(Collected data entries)
PR #405, opened 2025-12-03
feat: name a reference sequence

### LINKED ISSUE #23: Reference sequence
Description

Mark a specific sequence as reference sequence

Implementation

On dataset mention the reference sequence name, then also check if it exists

hredestig:
# Add a reference sequence to the top-level

Closes #23 
 
# Checklist

### DIFF
--- a/docs/decisions/0008-single-top-level-reference-sequence.md
+++ b/docs/decisions/0008-single-top-level-reference-sequence.md
@@ -1,0 +1,35 @@
+# 8. Single top-level reference sequence
+
+Date: 2025-12-04
+Status: Accepted
+
+## Context and Problem Statement
+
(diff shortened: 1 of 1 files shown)


src/proteingym/base/dataset.py
```diff
@@ -132,6 +132,12 @@ class Dataset(BaseModel):
     description: str | None = None
     """A brief description of the dataset."""
 
+    reference_sequence_name: str | None = None
```
karel-w: Maybe we could make a small ADR why we decided on only a single reference sequence at the top level and not multiple reference sequences.

karel-w (dismissed):

src/proteingym/base/dataset.py
```diff
@@ -132,6 +132,12 @@ class Dataset(BaseModel):
...
+    """Name of the sequence that is to be considered the reference for this dataset.
+
+    Useful for e.g. zero-shot models that compare likelihood for a token from a
+    reference with the token for a variant."""
```
JCZuurmond:
```suggestion
    reference with the token for a variant.
    """
```

JCZuurmond (dismissed):
Generally LGTM. I would appreciate a (small) PR on the top-level single reference sequence too.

• [WHAT NEEDS TO BE DONE]
The expected output is an exact copy of all the records above.

• [RESPONSE TO THE TASK]
PR #405, opened 2025-12-03
feat: name a reference sequence

### LINKED ISSUE #23: Reference sequence
Description

Mark a specific sequence as reference sequence

Implementation

On dataset mention the reference sequence name, then also check if it exists

hredestig:
# Add a reference sequence to the top-level

Closes #23 
 
# Checklist

### DIFF
--- a/docs/decisions/0008-single-top-level-reference-sequence.md
+++ b/docs/decisions/0008-single-top-level-reference-sequence.md
@@ -1,0 +1,35 @@
+# 8. Single top-level reference sequence
+
+Date: 2025-12-04
+Status: Accepted
+
+## Context and Problem Statement
+
(diff shortened: 1 of 1 files shown)


src/proteingym/base/dataset.py
```diff
@@ -132,6 +132,12 @@ class Dataset(BaseModel):
     description: str | None = None
     """A brief description of the dataset."""
 
+    reference_sequence_name: str | None = None
```
karel-w: Maybe we could make a small ADR why we decided on only a single reference sequence at the top level and not multiple reference sequences.

karel-w (dismissed):

src/proteingym/base/dataset.py
```diff
@@ -132,6 +132,12 @@ class Dataset(BaseModel):
...
+    """Name of the sequence that is to be considered the reference for this dataset.
+
+    Useful for e.g. zero-shot models that compare likelihood for a token from a
+    reference with the token for a variant."""
```
JCZuurmond:
```suggestion
    reference with the token for a variant.
    """
```

JCZuurmond (dismissed):
Generally LGTM. I would appreciate a (small) PR on the top-level single reference sequence too.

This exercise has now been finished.